**Directions:** Scan the entries for the word "opened", and copy every line where it appears.

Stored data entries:
= = = = =
Issue #434, opened 2016-12-28
Render empty array item fields when minItems is specified


n1k0:
When `minItems` is specified for an array field, we should initialize the form with as many empty fields as the number specified.

glasserc:
This is closed by #434.

n1k0:
Released in [v0.44.0](https://github.com/mozilla-services/react-jsonschema-form/releases/tag/v0.44.0).

dropdevcoding:
I recently upgraded from 0.43.0 to 0.45.0 and it seems that this change causes unexpected behaviour in my application:

I have defined an array with minItems: 1 but this array is NOT marked as required. This will cause validation errors when submitting again without changing anything, since the changed default behaviour produces invalid state.

Could you please add an additional check respecting the required property before applying the newly introduced default behaviour?

n1k0:
In my own understanding of the JSON schema spec, `required` and `minItems` are not interdependent. You can have this schema:

```js
{
  type: "object",
  properties: {
    foo: {
      type: "array",
      items: {type: "number"},
      minLength: 1
    }
  }
}
```

And both `{}` and `{foo: [42]}` would be valid payloads against that schema, while `{foo: []}` would not.

spacebaboon:
I'm having a problem with this change too. We're using an array with `"ui:widget": "checkboxes"` to render a checkbox group in a form, and `minItems=1` to validate that the user has selected at least one.

It can be seen easily in the playground, under Arrays. Add `"minItems": 1` to the `multipleChoicesList` section, and then delete the entry for `multipleChoicesList` in the formData section. When a form is first rendered, we have no formData, so this is the initial state, not an empty array.

Now click one of the checkboxes in the live demo and see what happens to the formData. A null entry is added after the selected values. Make it `"minItems": 2` and 2 null entries are added.

I thought that I could set a default for the field, by adding `default: []` in the schema, but this changes the nulls to empty arrays. 

It seems like minItems is serving two different purposes here. And perhaps default too. Perhaps `default` inside `items` could define the item default, and `default` outside could be the default for the array itself?

So my only option, unless I'm missing something, is to programmatically initialise the formData to be an empty array where I find an array type in the schema.

spacebaboon:
I think I'll post my comment above as a new issue, it looks like a bug to me, and this issue has already been closed.

PR #484, opened 2017-02-22
#434 - Render empty array item fields when minItems is specified

Reggino:

Trying to get my feet wet with this library and doing something useful on the way :smile: 

Implemented #434

BTW thanks for this awesome stuff!

### Checklist

### DIFF
--- a/src/utils.js
+++ b/src/utils.js
@@ -139,7 +139,6 @@ function computeDefaults(schema, parentDefaults, definitions={}) {
       if (schema.minItems) {
         return new Array(schema.minItems).fill(computeDefaults(schema.items, defaults, definitions));
       }
-      return defaults || [];
   }
   return defaults;
 }
--- a/src/utils.js
+++ b/src/utils.js
@@ -123,15 +123,23 @@ function computeDefaults(schema, parentDefaults, definitions={}) {
   if (typeof(defaults) === "undefined") {
     defaults = schema.default;
   }
-  // We need to recur for object schema inner default values.
-  if (schema.type === "object") {
-    return Object.keys(schema.properties).reduce((acc, key) => {
-      // Compute the defaults for this node, with the parent defaults we might
-      // have from a previous run: defaults[key].
-      acc[key] = computeDefaults(
-        schema.properties[key], (defaults || {})[key], definitions);
-      return acc;
-    }, {});
+
+  switch (schema.type) {
+    // We need to recur for object schema inner default values.
+    case "object":
+      return Object.keys(schema.properties).reduce((acc, key) => {
+        // Compute the defaults for this node, with the parent defaults we might
+        // have from a previous run: defaults[key].
+        acc[key] = computeDefaults(
+          schema.properties[key], (defaults || {})[key], definitions);
+        return acc;
+      }, {});
+
+    case "array":
+      if (schema.minItems) {
+        return new Array(schema.minItems).fill(schema.items.default);
+      }
+      return defaults || [];
   }
   return defaults;
 }
--- a/src/utils.js
+++ b/src/utils.js
@@ -137,7 +137,7 @@ function computeDefaults(schema, parentDefaults, definitions={}) {
 
     case "array":
       if (schema.minItems) {
-        return new Array(schema.minItems).fill(schema.items.default);
+        return new Array(schema.minItems).fill(computeDefaults(schema.items, defaults, definitions));
       }
       return defaults || [];
   }
--- a/test/ArrayField_test.js
+++ b/test/ArrayField_test.js
@@ -295,6 +295,25 @@ describe("ArrayField", () => {
       expect(inputs[2].id).eql("root_foo_1_bar");
       expect(inputs[3].id).eql("root_foo_1_baz");
     });
+
+    it("should render enough inputs to match minItems in schema when no formData is set", () => {
+      const complexSchema = {
+        type: "object",
+        properties: {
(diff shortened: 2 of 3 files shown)


src/utils.js
```diff
@@ -123,15 +123,23 @@ function computeDefaults(schema, parentDefaults, definitions={}) {
...
+        // Compute the defaults for this node, with the parent defaults we might
+        // have from a previous run: defaults[key].
+        acc[key] = computeDefaults(
+          schema.properties[key], (defaults || {})[key], definitions);
+        return acc;
+      }, {});
+
+    case "array":
+      if (schema.minItems) {
+        return new Array(schema.minItems).fill(schema.items.default);
```
glasserc: Shouldn't this involve a recursive call to `computeDefaults` ? For example, what if the items are an object or have `$ref` ?

test/ArrayField_test.js
```diff
@@ -295,6 +295,25 @@ describe("ArrayField", () => {
...
+            items: {
+              type: "string"
+            }
+          }
+        }
+      };
+      const {node} = createFormComponent({schema: complexSchema, formData: { }});
+
+      const inputs = node.querySelectorAll("input[type=text]");
+      expect(inputs.length).eql(4);
```
glasserc: Should we test that the right default value is chosen? I see that there's no other tests for the "default" behavior for ArrayField, so this might be excessive.

Should we test that merging `formData` with `defaults` works correctly?

src/utils.js
n1k0: Indeed.

Reggino: Fixed

test/ArrayField_test.js
Reggino: IMHO `formData` and `defaults` can really be merged in case of an array: it is either set or not set. When set, the form should honor the given value. When not set it may compute a sane default. 

I've added a test for this behaviour

Reggino:
I've added an example to the playground.

test/ArrayField_test.js
```diff
@@ -296,23 +296,39 @@ describe("ArrayField", () => {
...
-      expect(inputs.length).eql(4);
+      let form = createFormComponent({schema: complexSchema, formData: { }});
+      let inputs = form.node.querySelectorAll("input[type=text]");
+      expect(inputs[0].value).eql("Default name");
+      expect(inputs[1].value).eql("Default name");
+
+      // whenever a value is set, honor it!
+      form = createFormComponent({schema: complexSchema, formData: { foo: [] }});
+      inputs = form.node.querySelectorAll("input[type=text]");
+      expect(inputs.length).eql(0);
```
n1k0: It would be better to distinguish between the two sets of assertions here, so we're better informed when one of these fails.

This can usually be achieved by either mounting a single component per `it` test.

test/ArrayField_test.js
```diff
@@ -295,6 +295,41 @@ describe("ArrayField", () => {
...
+      };
+      let form = createFormComponent({schema: complexSchema, formData: { }});
+      let inputs = form.node.querySelectorAll("input[type=text]");
+      expect(inputs[0].value).eql("Default name");
+      expect(inputs[1].value).eql("Default name");
+
+      // whenever a value is set, honor it!
+      form = createFormComponent({schema: complexSchema, formData: {foo: []}});
+      inputs = form.node.querySelectorAll("input[type=text]");
+      expect(inputs.length).eql(0);
```
n1k0: It would be better to distinguish between the two sets of assertions here, so we're better informed when one of these fails.

This can usually be achieved by either mounting a single component per `it` test.

n1k0:
Also, tested the patch again with the updated playground, works great!

src/utils.js
```diff
@@ -123,15 +123,23 @@ function computeDefaults(schema, parentDefaults, definitions={}) {
...
+        acc[key] = computeDefaults(
+          schema.properties[key], (defaults || {})[key], definitions);
+        return acc;
+      }, {});
+
+    case "array":
+      if (schema.minItems) {
+        return new Array(schema.minItems).fill(computeDefaults(schema.items, defaults, definitions));
+      }
+      return defaults || [];
```
n1k0: Why do we fallback to an empty array here? I understand it may be confusing but we need to distinguish between an empty array and no array value defined at all. I'd suggest we just `return defaults` here.

Reggino: IMHO `computeDefaults` would ideally be the only place where defaults are "made up". I actually tried to remove this line: 
https://github.com/mozilla-services/react-jsonschema-form/blob/master/src/components/fields/ArrayField.js#L153

But other tests would break. However, it would be more clear when _all_ defaults would originate in `computeDefaults`

test/ArrayField_test.js
Reggino: You're completely right. I've updated the PR

src/utils.js
Reggino: BTW when no value would be defined at all, that would lead to `[]` due to the `defaultProps` in ArrayField.js

n1k0: I agree, we'll have to work to make this more consistent in the future. Meanwhile here, I'm pretty sure we could remove the whole `return defaults || [];` line without breaking anything, as that would match previous behavior, don't you think?

Reggino: True. I've updated the PR

n1k0:
Thanks++

n1k0:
= = = = =
**Answer section:**
Issue #434, opened 2016-12-28
PR #484, opened 2017-02-22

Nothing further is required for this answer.